We have identified significant risk factors for CDAD and predictors of progression to CCDC. Furthermore, we found that colectomy can be performed with excellent survival in selected patients.
艰难梭菌相关性腹泻(CDAD)是实体器官移植受者中日益重要的诊断,其发病率和死亡率不断上升。我们描述了实体器官移植后 CDAD 行结肠切除术的发病率、危险因素和结果。
从前瞻性移植数据库中确定 CDAD 患者。复杂艰难梭菌结肠炎(CCDC)定义为与移植物丢失、全结肠切除术或死亡相关的 CDAD。

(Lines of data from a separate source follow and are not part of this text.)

PR #614, opened 2021-04-06
skip catalog addons with unknown game flavor

tarkah:
Use in favor of #612

## Proposed Changes
  - Skip de serializing unknown flavors in GameVersion and filter out any catalog items that have an empty game_versions array.

## Checklist

- [ ] Tested on Windows
- [x] Tested on MacOS
- [ ] Tested on Linux

### DIFF
--- a/crates/core/src/catalog.rs
+++ b/crates/core/src/catalog.rs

1999 年至 2010 年,我们在我院对 1331 名受者进行了实体器官移植。CDAD 的发病率为 12.4%(165 例);从 1999 年的 4.5%上升至 2005 年的 21.1%,最终上升至 2010 年的 9.5%。CDAD 的发病高峰频率为移植后 6 至 10 天。年龄大于 55 岁(危险比[HR]:1.47,95%置信区间[CI] = 1.16-1.81)、使用抗胸腺细胞球蛋白诱导(HR:1.43,95%CI = 1.075-1.94)和除肾脏外的其他器官移植(肝、心脏、胰腺或联合肾脏)(HR:1.41,95%CI = 1.05-1.92)是 CDAD 的显著独立危险因素。CCDC 发生在 15.8%的 CDAD 病例中。CCDC 的独立预测因素是白细胞计数大于 25,000/μL(HR:1.08,95%CI = 1.025-1.15)和 CT 扫描上存在全结肠炎证据(HR:2.52,95%CI = 1.195-5.35)。6 例 CCDC 患者行结肠切除术,患者生存率为 83%,移植物丢失率为 20%。在接受 CCDC 药物治疗的 20 例患者中,患者生存率为 35%,移植物丢失率为 100%。
我们已经确定了 CDAD 的显著危险因素和进展为 CCDC 的预测因素。此外,我们发现选择性患者可进行结肠切除术,且具有极好的生存率。